Storing all of your electronic mail on your mail server tends to take a lot of hard drive space, especially if you never delete any messages.

Fortunately, Dovecot can easily be configured to use zlib-based compression. Less fortunately, actually storing mail in a compressed format requires either compressing your mail manually (by the use of a cron job, say) or delivering it through Dovecot's custom local delivery agent (LDA). At first sight, the latter seems to preclude you from using procmail, since the mail transfer agent, which is the usual entity to call procmail, is supposed to hand all mail over to the LDA instead. However, procmail can easily be configured to deliver compressed mail.
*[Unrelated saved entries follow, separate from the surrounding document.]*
Issue #562, opened 2015-10-06
Rack::Session::Dalli with a ConnectionPool?


mwpastore:
Sorry for the vague non-issue, but I'm trying to determine how I can go about coercing/tweaking `rack/session/dalli.rb` to take a `ConnectionPool` object. I've tried passing it in as `:cache` but `Rack::Session::Dalli` expects (as I'm sure you're aware) a `Dalli::Client` that responds to the `#alive!`, `#set()`, `#delete()`, etc. methods. Should I simply use a `ConnectionPool::Wrapper`? Or is there a better way to go about this?

mwpastore:
Also, is `Rack::Session::Dalli` thread-safe?

petergoldstein:
When running in an environment where `env['rack.multithread']` is set to true, Rack::Session::Dalli will be thread-safe.  And unless explicitly disabled with the `threadsafe: false`  option a `Dalli::Client` will be thread-safe.

mwpastore:
Excellent. Thanks @petergoldstein. Any thoughts on using Rack::Session::Dalli with a ConnectionPool?

axelson:
Shouldn't this be closed by #598?

mwpastore:
@axelson Yup. Thank you!

PR #598, opened 2016-02-12
Modify Rack::Session::Dalli to be compatible with ConnectionPool

mwpastore:
I tried do this with as small of a footprint as possible. Let me know if you'd like me to take a different approach, e.g. with argument checking, or eliminate the `with_lock` method entirely if it's a ConnectionPool. Thank you!

n.b. This addresses #562!

### DIFF
--- a/lib/rack/session/dalli.rb
+++ b/lib/rack/session/dalli.rb
@@ -5,75 +5,164 @@ require 'dalli'
 module Rack
   module Session
     class Dalli < defined?(Abstract::Persisted) ? Abstract::Persisted : Abstract::ID
-      attr_reader :pool, :mutex
+      attr_reader :pool
 
-      DEFAULT_OPTIONS = Abstract::ID::DEFAULT_OPTIONS.merge \
+      DEFAULT_DALLI_OPTIONS = {
         :namespace => 'rack:session',
         :memcache_server => 'localhost:11211'
+      }
 
+      # Brings in a new Rack::Session::Dalli middleware with the given
+      # `:memcache_server`. The server is either a hostname, or a
+      # host-with-port string in the form of "host_name:port", or an array of
+      # such strings. For example:
+      #
+      #   use Rack::Session::Dalli,
+      #     :memcache_server => "mc.example.com:1234"
+      #
+      # If no `:memcache_server` option is specified, Rack::Session::Dalli will
+      # connect to localhost, port 11211 (the default memcached port). If
+      # `:memcache_server` is set to nil, Dalli::Client will look for
+      # ENV['MEMCACHE_SERVERS'] and use that value if it is available, or fall
+      # back to the same default behavior described above.
+      #
+      # Rack::Session::Dalli is intended to be a drop-in replacement for
+      # Rack::Session::Memcache. It accepts additional options that control the
+      # behavior of Rack::Session, Dalli::Client, and an optional
+      # ConnectionPool. First and foremost, if you wish to instantiate your own
+      # Dalli::Client (or ConnectionPool) and use that instead of letting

There are two approaches: having procmail run bzip2 itself (which I shall call the low-level approach), or preferably, piping procmail's output to Dovecot's LDA (the high-level approach).

The high-level approach incidentally enables you to make use of Dovecot's custom mail storage formats. The low-level approach, on the other hand, is independent of Dovecot and can be used in conjunction with any mail server that can handle gzip- or bzip2-compressed files.

High-Level Approach: Using Dovecot's LDA

First, put the following somewhere near the top of your .procmailrc:

LDA=/usr/local/libexec/dovecot/dovecot-lda

Customize the file path as appropriate.

Next, let's say you have a rule like the following:

:0
* ^Subject:.*This is spam.*
$MAILDIR/.Spam/

(If only it was that easy!)

Replace it with the following:

:0
* ^Subject:.*This is spam.*
| $LDA -m Spam

Repeat this for all the rules in the file. You're done!

Low-Level Approach: Using bzip2 from procmail

This approach assumes you're storing your mail in a Maildir.

First, we need the ability to generate Maildir file names. Put the following somewhere near the top of your .procmailrc:

GENID='echo -n `date +%s`; echo -n _R; hexdump -e "/4 \"%u\"" -n 16 /dev/urandom'

The above is for FreeBSD; other operating systems may use some slightly different command syntax. The only thing we need to care about is that $GENID is a shell command that generates a hopefully unique file name on each invocation.

Again, consider a rule such as this one:

:0
* ^Subject:.*This is spam.*
$MAILDIR/.Spam/

Replace it with the following:

:0:
* ^Subject:.*This is spam.*
| bzip2 -c >$MAILDIR/.Spam/new/$(eval $GENID).gz

Repeat this for all the rules in the file. Done.

Warning: Having bzip2 write directly to the Maildir may be unsafe in case another process tries to read the file while it is being written. You may want to consider combining the above with the use of safecat.